# Caramel; How To Make It Not So Sticky



## ashleyirene (Dec 17, 2014)

Good Morning Ladies and Gents, 

I run a candy apple business and I am looking to make a new caramel to coat my candy apples in. I use white sugar, corn syrup, vanilla, butter, and evaporated milk (as I don't want to have to store or buy new ingredients). The first batch that I made was insanely sticky. The second batch I made was much better, but still just a little too sticky in my opinion (I added extra butter in the second batch). 

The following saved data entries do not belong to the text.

PR #58, opened 2020-10-30
VIMC-4278: Add sql only import

r-ash:
Builds upon #57 and is a proof that hopefully the refactor there should make this PR not too painful.

I think we should also add another PR to add import mode to the log maybe?


R/dettl_runner.R
```diff
@@ -10,12 +10,17 @@
 #'
 dettl <- function(path, db_name = NULL) {
   mode <- get_mode(path)
-  if (!(mode %in% c("create", "append"))) {
+  if ((mode %in% c("create", "append"))) {
+    import <- RImport$new(path, db_name)
+  } else if (mode == "sql") {
+    import <- SqlImport$new(path, db_name)
```
richfitz, line 16: can the SQL imports be create/append types? I guess I will find out below, though it does feel like these are different "axes" of types...

R/import_config.R
```diff
@@ -60,6 +60,54 @@ read_r_config <- function(path) {
...
+  sql_file <- file.path(path, info$load$sql)
+  assert_scalar_character(sql_file)
+  assert_file_exists(sql_file)
+  info$load$func <- get_sql_load(sql_file)
+  env <- load_sources(info$sources, path)
+  info <- read_function_fields(function_fields, info, env)
+  info$name <- basename(normalizePath(path, winslash = "/"))
+  info$path <- path
+  info$dettl$transaction <-
+    is.logical(info$dettl$transaction) %?% info$dettl$transaction %:% TRUE
```
richfitz: is there any reason you can't write this as:

```
info$dettl$transaction <-
  if (is.logical(info$dettl$transaction)) info$dettl$transaction else TRUE
```

tests/testthat/example_load_template/import.sql
```diff
@@ -0,0 +1,2 @@
+INSERT INTO people(name, age, height)
```
richfitz, line 1: this looks really nice

R/sql_import.R
```diff
@@ -0,0 +1,97 @@
...
+    #' Custom formatter for pretty printing object summary.
+    #' @param brief If TRUE then print a brief summary.
+    format = function(brief = FALSE) {
+      data_import_format(self, brief, class(self)[[1L]])
+    },
+
+    #' @description
+    #' Print help page for the object
+    help = function() {
+      utils::help(class(self)[[1L]], package = "dettl")
```
richfitz: this shows up as a coverage hole, but looks like the super class could provide it?

R/sql_import.R
```diff
@@ -0,0 +1,97 @@
...
+    #' Read and parse config from path.
+    read_config = function() {
+      private$import_config <- read_sql_config(self$path)
+    },
+
+    #' @description
+    #' Custom formatter for pretty printing object summary.
+    #' @param brief If TRUE then print a brief summary.
+    format = function(brief = FALSE) {
+      data_import_format(self, brief, class(self)[[1L]])
```
richfitz: could be provided by superclass?

richfitz (changes requested):
This looks great.

* I am not convinced that create/append/sql is the right taxonomy here; it feels like there are two axes that have been merged into one
* There are some minor coverage holes (10 lines total) but only 2 of which I can convince codecov to tell me about. These are worth investigating but don't sweat every last line if they're super tedious

R/sql_import.R
r-ash: Thanks yeah, that isn't needed. Have removed it from the `RImport` too.

R/import_config.R
r-ash: No reason - fixed that

R/dettl_runner.R
r-ash: Yeah perhaps language and mode.
Really create/append is a choice about how it can effect the db and sql vs others is purely how the import will be written

richfitz (approved):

What can I do to make it not so sticky, but sticky enough to stick to the apple. When I say it was too sticky I mean you couldn't even get it out of your teeth (first batch). Any suggestions? 

THANK YOU!!!


----------



## minas6907 (Aug 14, 2012)

Whats your formula look like?


----------



## alaminute (Aug 22, 2013)

Could always just thin it out with cream a little.


----------



## panini (Jul 28, 2001)

@ashleyirene

Maybe post a formula.

I hope the latest out-break doesn't hurt your business. Keep everything clean and fresh.


----------



## foodpump (Oct 10, 2005)

Ummmm...Cook the caramel harder? say.. to 105-ish ?(105 celcius)


----------